Романов расхаживает по институтской парковке и улыбается, увидев меня. Сегодня от строгий и предельно деловой: черный брючный костюм и туфли сидят на моем мужчине божественно элегантно. Обожаю его в костюмах! Обожаю его всего. Меня захлёстывает эмоциями. Разбегаюсь и несусь прямо в руки Кости. Он ловко меня ловит и кружит, словно невесомую пушинку. Цепляюсь за плечи и хохочу, переполненная счастьем и ощущением свободного полета. Костя опускает меня на землю, а я сама тянусь за поцелуем, о котором мечтала весь экзамен.

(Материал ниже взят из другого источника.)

PR #64, opened 2016-02-15
Fix MSVC build

pcercuei:
Those few commits fix the Visual Studio build.

### DIFF
--- a/tmpl/volk_cpu.tmpl.c
+++ b/tmpl/volk_cpu.tmpl.c
@@ -73,7 +73,7 @@ struct VOLK_CPU volk_cpu;
 
 static inline unsigned int cpuid_count_x86_bit(unsigned int level, unsigned int count, unsigned int reg, unsigned int bit) {
 #if defined(VOLK_CPU_x86)
-    unsigned int regs[4] = {0};
+    int regs[4] = {0};
     cpuid_x86_count(level, count, regs);
     return regs[reg] >> bit & 0x01;
 #else
--- a/cmake/Modules/VolkAddTest.cmake
+++ b/cmake/Modules/VolkAddTest.cmake
@@ -166,7 +166,7 @@ function(VOLK_ADD_TEST test_name)
     #functionality will be removed in the future.  Leave it here for
     #now until someone can figure out how to do this in Windows.
     foreach(target ${test_name} ${VOLK_TEST_TARGET_DEPS})
-      get_target_property(location ${target} LOCATION)
+      get_target_property(location "${target}" LOCATION)
       if(location)
         get_filename_component(path ${location} PATH)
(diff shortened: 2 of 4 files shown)


n-west:
I think this undoes some changes that @gnieboer recently made to build on MSVC 15. I don't ever work with MSVC, and I can't test this stuff. Can you guys sort out what is actually required here? There's a lot of churn on the same bits of code here.

tmpl/volk_cpu.tmpl.c
```diff
@@ -73,7 +73,7 @@ struct VOLK_CPU volk_cpu;
 
 static inline unsigned int cpuid_count_x86_bit(unsigned int level, unsigned int count, unsigned int reg, unsigned int bit) {
 #if defined(VOLK_CPU_x86)
-    unsigned int regs[4] = {0};
+    int regs[4] = {0};
```
n-west, line 76: the rest of the code wants this as an unsigned int, except for the signature of the windows call. I'd much rather see a cast inside the MSVC specific code rather than changing types to satisfy MSVC warnings

guruofquality, line 76: Looks like the `(int *)` cast on the macro got lost, at least on my patch. So My MSVC specific macro looked like this `#define cpuidex_x86(op, cnt, r) __cpuidex(((int*)r), op, cnt)`, then you dont need to change the regs type. But it ended up in the code like `#define cpuid_x86_count(op, count, regs) __cpuidex(regs, op, count)`

gnieboer:
At first glance Josh's approach looks cleaner than mine.  I'll patch that into mine and post back any issues.

n-west:
merged. @pcercuei you might have to do a git reset --hard since I replaced the third commit with a cast to int*.

PS -- nice on the appveyor thing. I've heard some other people interested in CI before as well. We currently have it set up on gnuradio's jenkins. Do these other CI apps provide much advantage over jenkins?

guruofquality:
> PS -- nice on the appveyor thing. I've heard some other people interested in CI before as well. We currently have it set up on gnuradio's jenkins. Do these other CI apps provide much advantage over jenkins?

I've been using travis CI for linux and appveyor for windows. Its just as easy as a .yml file (for each service) in the root of the repo and its pretty well integrated with github. I think some of best features are telling you if a pull request causes any build failures and emailing everyone involved if a commit breaks something. People have even fixed pull requests without my even thinking about it because of the CI alone.

Volk is a reasonably small project so its quick to build and easy to get dependencies for. I don't know how touchy the units tests are, but even if the CI doesnt run the unit tests, knowing that the build compiled on several machines is pretty nice. I recommend it. Also, as an example if it helps: https://github.com/pothosware/SoapySDR/ (.travis.yml and appveyor.yml)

— Я получила допуск, представляешь? Я не верю! — сокрушаюсь и заглядываю в глаза Романову. — До сих пор нахожусь в шоке. Думала Смелковский меня топить будет, а в итоге весь экзамен глаза от меня прятал и ни одного дополнительного вопроса не задал. — Мы с Костей беремся за руки и идем в сторону его машины. Это так интимно и чувственно — ощущать в своей руке его руку и не прятать искренность чувств от людских взглядов. Границы стерлись.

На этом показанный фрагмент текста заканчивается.